What to do:
Present each line of the entries below that holds the word "used".

--- Records provided Enclosed Below ---

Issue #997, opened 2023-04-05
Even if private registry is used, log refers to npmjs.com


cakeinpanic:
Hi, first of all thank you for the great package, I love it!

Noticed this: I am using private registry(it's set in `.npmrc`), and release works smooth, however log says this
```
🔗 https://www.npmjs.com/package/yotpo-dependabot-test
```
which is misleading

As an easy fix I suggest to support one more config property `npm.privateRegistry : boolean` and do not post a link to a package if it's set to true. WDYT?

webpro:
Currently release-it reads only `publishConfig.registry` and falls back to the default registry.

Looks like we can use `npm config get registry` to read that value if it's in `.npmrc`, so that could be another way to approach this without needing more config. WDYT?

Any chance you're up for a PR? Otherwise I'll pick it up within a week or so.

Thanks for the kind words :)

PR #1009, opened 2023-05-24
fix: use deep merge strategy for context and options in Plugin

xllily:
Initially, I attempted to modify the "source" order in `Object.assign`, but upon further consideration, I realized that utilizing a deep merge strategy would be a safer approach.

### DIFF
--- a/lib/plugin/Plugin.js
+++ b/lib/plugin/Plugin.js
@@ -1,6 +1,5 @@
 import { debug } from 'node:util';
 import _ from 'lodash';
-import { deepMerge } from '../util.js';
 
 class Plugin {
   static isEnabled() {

--- End of Enclosed Records provided ---
--- Records provided Enclosed Below ---

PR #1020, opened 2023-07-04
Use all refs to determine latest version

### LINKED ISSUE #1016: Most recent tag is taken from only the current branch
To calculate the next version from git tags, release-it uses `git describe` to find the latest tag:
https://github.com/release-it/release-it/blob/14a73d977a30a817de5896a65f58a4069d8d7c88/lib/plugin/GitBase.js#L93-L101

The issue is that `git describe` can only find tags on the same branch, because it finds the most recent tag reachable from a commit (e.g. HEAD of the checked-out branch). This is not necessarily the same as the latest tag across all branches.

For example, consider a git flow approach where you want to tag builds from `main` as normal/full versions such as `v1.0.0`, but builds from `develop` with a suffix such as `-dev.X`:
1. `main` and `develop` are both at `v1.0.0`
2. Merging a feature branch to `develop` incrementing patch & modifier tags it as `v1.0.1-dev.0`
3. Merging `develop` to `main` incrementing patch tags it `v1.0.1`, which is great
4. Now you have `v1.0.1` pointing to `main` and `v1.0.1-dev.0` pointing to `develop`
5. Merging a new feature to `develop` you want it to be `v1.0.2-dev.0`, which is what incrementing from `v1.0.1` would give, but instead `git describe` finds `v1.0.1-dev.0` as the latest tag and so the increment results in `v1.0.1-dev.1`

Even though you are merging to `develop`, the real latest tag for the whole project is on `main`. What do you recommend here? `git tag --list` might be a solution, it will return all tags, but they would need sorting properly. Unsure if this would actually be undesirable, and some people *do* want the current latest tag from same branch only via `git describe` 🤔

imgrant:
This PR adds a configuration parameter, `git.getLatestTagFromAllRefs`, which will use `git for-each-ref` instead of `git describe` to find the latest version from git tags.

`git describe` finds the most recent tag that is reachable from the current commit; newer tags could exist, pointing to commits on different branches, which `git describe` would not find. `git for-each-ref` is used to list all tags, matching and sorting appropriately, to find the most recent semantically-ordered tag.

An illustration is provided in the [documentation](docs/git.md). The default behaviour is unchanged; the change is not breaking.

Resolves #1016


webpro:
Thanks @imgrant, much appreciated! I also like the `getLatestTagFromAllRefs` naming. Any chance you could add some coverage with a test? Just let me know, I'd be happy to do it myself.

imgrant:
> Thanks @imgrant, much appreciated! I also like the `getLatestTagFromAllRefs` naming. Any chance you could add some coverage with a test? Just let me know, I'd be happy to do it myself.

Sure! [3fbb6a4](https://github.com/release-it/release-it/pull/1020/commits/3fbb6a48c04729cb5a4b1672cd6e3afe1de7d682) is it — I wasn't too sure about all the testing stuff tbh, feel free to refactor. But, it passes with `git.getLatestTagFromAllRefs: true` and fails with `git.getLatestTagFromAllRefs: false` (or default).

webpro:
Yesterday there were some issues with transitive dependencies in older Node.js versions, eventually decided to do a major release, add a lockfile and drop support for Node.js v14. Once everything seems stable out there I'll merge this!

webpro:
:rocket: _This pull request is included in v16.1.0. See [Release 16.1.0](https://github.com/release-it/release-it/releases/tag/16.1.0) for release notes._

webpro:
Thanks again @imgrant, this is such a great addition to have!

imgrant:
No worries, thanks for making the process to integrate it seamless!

--- End of Enclosed Records provided ---

Solution to the exercise:
Even if private registry is used, log refers to npmjs.com
`git describe` finds the most recent tag that is reachable from the current commit; newer tags could exist, pointing to commits on different branches, which `git describe` would not find. `git for-each-ref` is used to list all tags, matching and sorting appropriately, to find the most recent semantically-ordered tag.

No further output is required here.